The Sony A7s - Birders' dream camera?

Started Jun 5, 2014 | Discussions thread
Bart B Van Bockstaele
Bart B Van Bockstaele New Member • Posts: 13
Re: The Sony A7s - Birders' dream camera?

Vince Lux wrote:

Bart B Van Bockstaele wrote:

Alex P Scorsch wrote:

I think the Sony A7s would be the wildlife and bird photographer's dream camera. When the birds and animals are active it's usually about 6:00 am and relatively dark, especially in the rainforest were I often shoot. With the high ISO capabilities and the small apertures of long telephoto lenses this might be a great choice. One only has to decide if one wants to live with the relatively low pixel count. I think it would be worthwhile, even if adapters are in order for the "big guns".

I am – finally – about to find it out. I'm waiting for the a7s to come in. Do you have any experience by now, or know someone who does? I have found precious little information and examples so far, even though the A7s has now been on the market for almost a year.

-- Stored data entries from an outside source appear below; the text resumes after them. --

PR #713, opened 2026-03-15
feat: per-model datastore locks for concurrent model operations

### LINKED ISSUE #706: Datastore lock: allow concurrent reads across different models
## Problem

Currently the datastore uses a single global file lock. Running `swamp model method run` on one model blocks all other model method runs, even on completely unrelated models. This makes it impossible to run operations on different models in parallel (e.g. querying prod-vms while also running a workflow on a different model).

## Context

When running fleet operations across 100+ VMs, each method call can take 30-90 seconds. Being unable to run a quick query on a different model while a long operation is in progress feels unnecessarily rigid.

## Proposed Solution

Consider a more granular locking strategy:
- **Per-model locks** — each model instance gets its own lock, so unrelated models don't block each other
- **Read/write locks** — read-only operations (like `get`, `list`) could run concurrently, with exclusive locks only for writes
- **Per-method locks** — even within a model, independent methods on different resources could potentially run concurrently

The simplest improvement would be per-model locking, so that running a method on model A doesn't block an unrelated method on model B.

## Current behavior

```
# Terminal 1: starts a 90-second healthCheck on prod-vms
swamp model method run prod-vms healthCheck --json

# Terminal 2: tries to check a different model — blocked until Terminal 1 finishes
swamp model method run dev-vms checkService --input service=docker --json
# ^ waits for datastore lock, eventually times out
```

## Expected behavior

Operations on different model instances should not block each other.

stack72:
## Summary

Replaces the single global datastore lock with per-model locks so that operations on different models can run concurrently. This fixes the core issue where running `model method run` on one model blocked **all** other model operations, even on completely unrelated models.

- Introduces per-model lock files at `data/{modelType}/{modelId}/.lock` — operations on different models no longer block each other
- Refactors the sync coordinator from module-level singletons to a `Map<string, SyncEntry>` supporting multiple concurrent locks
- Adds model-scoped S3 sync (`pullChangedForModel`) so S3 datastores only pull/push the relevant model's files
- Extracts model references from workflows to acquire only the locks needed, with automatic fallback to global lock for dynamic CEL references
- Updates breakglass commands (`lock status`, `lock release --model`) to show and manage per-model locks

Closes #706

## Why per-model locks?

The global lock was designed for simplicity, but it creates an O(n) bottleneck for fleet operations. When managing 100+ VMs where each method call takes 30-90 seconds, a single global lock means:

- **Before**: Running `healthCheck` on `prod-vm-1` blocks a quick `checkService` on `dev-vm-2` — the second command waits or times out
- **After**: Both run concurrently because they acquire separate locks (`data/command/shell/prod-vm-1/.lock` and `data/command/shell/dev-vm-2/.lock`)

Structural commands (`data gc`, `repo init`, model create/delete) still use the global lock, and per-model lock acquisition checks for a held global lock first — so data integrity is preserved.

## Impact on users

- **`model method run`** on different models runs concurrently (the primary win)
- **`workflow run`** acquires only the locks for models referenced in the workflow
- **`model evaluate`** and **`workflow evaluate`** use per-model locks for single-model/workflow evaluation
- **S3 datastores** benefit equally — model-scoped pull on lock acquisition, brief global lock only during push (seconds, not minutes)
- **No breaking changes** — the lock file format and CLI interface are unchanged; existing repos work without migration
- **Deadlock prevention** — locks are always acquired in sorted order when multiple models are involved

## What changed

| File | Change |
|------|--------|
| `datastore_sync_coordinator.ts` | Refactored to `Map<string, SyncEntry>` with named lock support |
| `repo_context.ts` | Added `requireInitializedRepoUnlocked()`, `createModelLock()`, `acquireModelLocks()` |
| `s3_cache_sync.ts` | Added `pullChangedForModel()` for model-scoped S3 sync |
| `model_method_run.ts` | Uses per-model lock instead of global lock |
| `workflow_run.ts` | Extracts model refs, acquires per-model locks (falls back to global for dynamic refs) |
| `model_evaluate.ts` | Single-model evaluate uses per-model lock; `--all` keeps global |
| `workflow_evaluate.ts` | Single-workflow evaluate uses per-model lock; `--all` keeps global |
| `datastore_lock.ts` | `lock status` scans per-model locks; `lock release --model` added |
| `datastore_output.ts` | Shows lock scope (global vs per-model) in status output |
| `model_reference_extractor.ts` | New: extracts model references from workflows for lock targeting |

## Test plan

- [x] All 2968 existing tests pass
- [x] `deno check`, `deno lint`, `deno fmt` clean
- [x] New unit tests for coordinator, repo context helpers, and model reference extractor
- [x] Manual verification: two concurrent `model method run` on different models both proceed without blocking, each with its own `.lock` file
- [x] Binary compiles successfully

### DIFF
--- a/src/cli/repo_context.ts
+++ b/src/cli/repo_context.ts
@@ -619,38 +619,40 @@ export async function acquireModelLocks(
   }
 
   return async () => {
-    // For S3 datastores: push changes BEFORE releasing per-model locks.
-    // This prevents another process from acquiring the same per-model lock,
-    // pulling stale data from S3, and overwriting our local changes.
-    if (s3SyncService && config.type === "s3") {
-      const pushLock = createDatastoreLock(config);
-      try {
-        await pushLock.acquire();
-        logger.info`Pushing changes to S3...`;
-        const pushed = await s3SyncService.pushChanged();
-        if (pushed > 0) {
-          logger.info`Pushed ${pushed} file(s) to S3`;
-        }
-      } catch (error) {
-        const msg = error instanceof Error ? error.message : String(error);
-        logger.error("Failed to push changes to S3: {error}", {
-          error: msg,
-        });
-        throw new Error(
-          `S3 sync failed: could not push changes: ${msg}`,
-        );
-      } finally {
+    try {
+      // For S3 datastores: push changes BEFORE releasing per-model locks.
+      // This prevents another process from acquiring the same per-model lock,
+      // pulling stale data from S3, and overwriting our local changes.
+      if (s3SyncService && config.type === "s3") {
+        const pushLock = createDatastoreLock(config);
         try {
-          await pushLock.release();
-        } catch {
-          // Best-effort release
+          await pushLock.acquire();
+          logger.info`Pushing changes to S3...`;
+          const pushed = await s3SyncService.pushChanged();
+          if (pushed > 0) {
+            logger.info`Pushed ${pushed} file(s) to S3`;
+          }
+        } catch (error) {
+          const msg = error instanceof Error ? error.message : String(error);
+          logger.error("Failed to push changes to S3: {error}", {
+            error: msg,
+          });
+          throw new Error(
+            `S3 sync failed: could not push changes: ${msg}`,
+          );
+        } finally {
+          try {
+            await pushLock.release();
+          } catch {
+            // Best-effort release
+          }
         }
       }
-    }
-
-    // Release per-model locks AFTER push completes
-    for (const key of lockKeys) {
-      await flushDatastoreSyncNamed(key);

I indeed wanted to get the best result possible in impossible situations.

It is not always great photography wise, but compared to the alternative (which is a Nikon D3S, D4, D4S type of camera) there are some advantages for the A7S (cheaper, lighter, smaller, more versatile ...) and disadvantages (battery life, AF, native wildlife lenses, ...)

I used the A7s with a Nikon 600mm f4 + TC2, manual focus. This gets extremely difficult due to the long telephoto, the distance through air and high ISO setting, which gives more noise in real dim light. But it does go into ISO levels which others can not even try and gives very clear "scientific" data on your subject.

All in all the A7s can give very good results (it is a fantastic stills camera with high dynamic range and colour depth), but it is no miracle either, sometimes too dark is simply too dark.

It would seem that we have the same goals, and similar experiences. As you say, sometimes too dark is simply too dark. Clearly, the people who claim the camera works in "(near) total darkness" have not actually used the camera, or what they claim to be (near) total darkness is simply what I call "low light". The camera cannot show what is not actually there, and it is still – at least for me – substantially less light-sensitive than the human eye.